Secondly, on the request to publish predictions—that is not something that is currently done. Doing so would likely result in unhelpful poor-quality assumptions or modelling that could lead to expectations or an understanding that is not reflected in the reality of the data that comes through. While we look at all data sources internally, it would not be in the best interests of scrutiny and, potentially, patients to publish poor-quality predictions with a limited confidence factor.

Thirdly, there is no evidence of need. Following the success of campaigns such as Help Us, Help You, we have seen the public seek medical attention for symptoms that might be cancer, while cancer referrals from GPs have been at record levels since March. At the same time, the NHS has been delivering high-quality and innovative solutions to improve cancer care and treatment.

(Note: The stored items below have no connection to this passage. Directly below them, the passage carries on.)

Issue #950, opened 2019-05-04
Cannot run Helloworld application locally for Java


Snedden:
**Describe the bug**
When ever I try to run the sample Hello world application for java I get an error saying SAM build command failed

**To reproduce**
1. Create new AWS serverless project
  File>New>AWS>AWS serverless application:
      Runtime: java8
      SAM Template : AWS SAM Hello World(Maven)
      Project SDK : 1.8(java version "1.8.0_144")
    

 2. Go to App.java> Run application
![AWSToolKit1](https://user-images.githubusercontent.com/8083991/57185952-325a9580-6ea4-11e9-976b-58a26b92b98b.png)
 3. Enter configs as:
![AWSToolKit2](https://user-images.githubusercontent.com/8083991/57185953-469e9280-6ea4-11e9-9200-761c7fd97dc3.png)

   (Also tried to specify the docker network connected to java image explixitlly)
   ![AWSToolKit3](https://user-images.githubusercontent.com/8083991/57185959-528a5480-6ea4-11e9-9543-cf31e399290f.png)

4.  Click run 

   Errors out saying : Sam build command failed 
  
![image](https://user-images.githubusercontent.com/8083991/57185992-e8be7a80-6ea4-11e9-8c94-f51f99d1d6ec.png)

**Expected behavior**
Function to run locally

**Screenshots**
Also when I right on the template.yml file and run it gives me some other error ,` Exception in thread "main" java.lang.NoClassDefFoundError: org/testng/TestNG`

![image](https://user-images.githubusercontent.com/8083991/57186006-58346a00-6ea5-11e9-996d-ec00de85b864.png)

![image](https://user-images.githubusercontent.com/8083991/57186008-5e2a4b00-6ea5-11e9-9443-e7667cb6a8b7.png)

**Your Environment**
 - OS: Microsoft Windows 10 Home
 - JetBrains' Product: IntelliJ IDEA 2019.1.1 (Ultimate Edition)
 - JetBrains' Product Version: Build #IU-191.6707.61, built on April 16, 2019
 - Toolkit Version: v1.3
 - SAM CLI Version: SAM CLI, version 0.14.2
- JVM/Python Version: OpenJDK 64-Bit Server VM by JetBrains s.r.o
 - JRE: 1.8.0_202-release-1483-b44 amd64

**Additional context**

abrooksv:
Interesting that the TestNG plugin says that the yaml is executable.

[...]

PR #1034, opened 2019-06-13
Fix the bug when project is not located in the same drive of temp fol…

zhangzhx:
…der drive

## Types of changes

## Related Issue(s)
#950 

## Checklist

## License


jetbrains-core/src/software/aws/toolkits/jetbrains/services/lambda/LambdaBuilder.kt
```diff
@@ -152,6 +171,17 @@ abstract class LambdaBuilder {
             zipLocation.toPath()
         }
 
+    /**
+     * Returns the build directory of the project. Create this if it doesn't exist yet.
+     */
+    private fun getOrCreateBuildDirectory(project: Project): File =
+        WriteAction.computeAndWait<File, Throwable> {
+            val projectBasePath = project.basePath ?: throw IllegalStateException("Invalid project with no base path!")
```
abrooksv: I think Project.guessProjectDir() may be better

abrooksv: Also use message() for the exception

abrooksv: Actually since we know the module, why are we not using the module content root?

zhangzhx: The implementation of `getBasePath` and `guessProjectDir` are different. `getBasePath` uses `Registry` and looks for `.idea` folder for the project base path. `guessProjectDir` uses modules content roots which as it describes is not always accurate.

I think here we still want to create this folder at the same level to `.idea` instead of in the `HelloWorldFunction` folder which is the model content root.

zhangzhx: Discussed offline. Decided to use the first content root of the module as the root folder of the build.

zhangzhx: > Also use message() for the exception

Done.

jetbrains-core/src/software/aws/toolkits/jetbrains/services/lambda/LambdaBuilder.kt
```diff
@@ -152,6 +171,18 @@ abstract class LambdaBuilder {
             zipLocation.toPath()
         }
 
+    /**
+     * Returns the build directory of the project. Create this if it doesn't exist yet.
+     */
+    private fun getOrCreateBuildDirectory(module: Module): File =
+        WriteAction.computeAndWait<File, Throwable> {
```
abrooksv: What is making this a WriteAction?

resources/resources/software/aws/toolkits/resources/localized_messages.properties
```diff
@@ -288,3 +288,4 @@ codepipeline.resource.operation.deploy=deployment
 lambda.build.unable_to_locate_project_root=Unable to locate project diretory for Module ''{0}''
 lambda.build.java.unsupported_build_system=Module ''{0}'' is not managed by Maven or Gradle
 lambda.run_configuration.remote.function.tooltip=The name of the AWS Lambda function to use.
+lambda.build.module_with_no_content_root=invalid module ''{0}'' with no content root.
```
abrooksv: Module ''{0}'' lacks a content root

jetbrains-core/src/software/aws/toolkits/jetbrains/services/lambda/LambdaBuilder.kt
zhangzhx: Weird thing is that if I don't have this `WriteAction`, a threading exception (see below) will be thrown in [here](https://github.com/aws/aws-toolkit-jetbrains/blob/master/jetbrains-core/src/software/aws/toolkits/jetbrains/services/lambda/sam/SamTemplateUtils.kt#L28).

```
java.lang.Throwable: Do not call synchronous refresh under read lock (except from EDT) - this will cause a deadlock if there are any events to fire.
```

Maybe I'm wrong, but it seems when you are creating files under a module content root, the VFS will be rebuilt, therefore a `WriteAction` is needed here.

resources/resources/software/aws/toolkits/resources/localized_messages.properties
zhangzhx: Done.

jetbrains-core/src/software/aws/toolkits/jetbrains/services/lambda/LambdaBuilder.kt
abrooksv: The refresh probably triggers write action in the VFS if it has no entry yet.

We have announced funding for elective recovery, including cancer services, of £2 billion this year and £8 billion over the next three years, which will increase activity and deliver millions more checks, scans, procedures and treatments. We will continue to publish and review the monthly official statistics to monitor progress.

Finally, on the request for the Secretary of State to publish a report every six months on the actions taken to reduce the number of patients awaiting cancer treatment, I should state that the NHS has already undertaken extensive work to reduce the number of patients waiting for treatment and to continue progress in delivering the long-term plan ambitions for cancer. We will publish the elective recovery delivery plan later this year, which will set out how the NHS will deliver increased elective capacity and how cancer patients will be prioritised for access.

Furthermore, the NHS cancer programme already regularly reports on progress through both NHSEI and DHSC governance structures, through publication of monthly data on cancer waiting times and through regular communications products. We would therefore argue that the new clause is duplicative. While I assure the Committee that we are taking urgent action to reduce cancer waiting lists, we consider the new clause to be unnecessary.

Photo of Alex Norris Alex Norris Shadow Minister (Health and Social Care)

I am grateful for that answer, which reflects the current difference in public policy between the Government and the Opposition. At oral questions to the Health Secretary, I always ask and will continue to ask whether the Government’s position is that the current plans and status will be sufficient to meet the challenges and the backlog—we think they are not. While the system was overheated before the pandemic, it has been distressed by the last 18 months. We do not think that asking that system to meet both emergent and old problems will work. However, that is probably a point for oral questions and future debates, rather than this Public Bill Committee. On that basis, I will withdraw the clause.

As we are coming to the end of the debate, I might gently say to the Minister, on his point that the Government do not make predictions because they might be unhelpful in the future, that it feels as if, every time he goes on the news, the Health Secretary puts waiting lists up by another million in an extraordinary attempt to manage expectations. Was it 13 million last time? It just goes up and up. I do not think it is quite fair to say that Ministers do not do that—the Health Secretary, at least, certainly does. Nevertheless, that is no reason not to withdraw the clause, and I therefore beg to ask leave to withdraw the clause.

Clause, by leave, withdrawn.

Ordered, That further consideration be now adjourned. —(Steve Double.)

Adjourned till Tuesday 2 November at twenty-five minutes past Nine o’clock.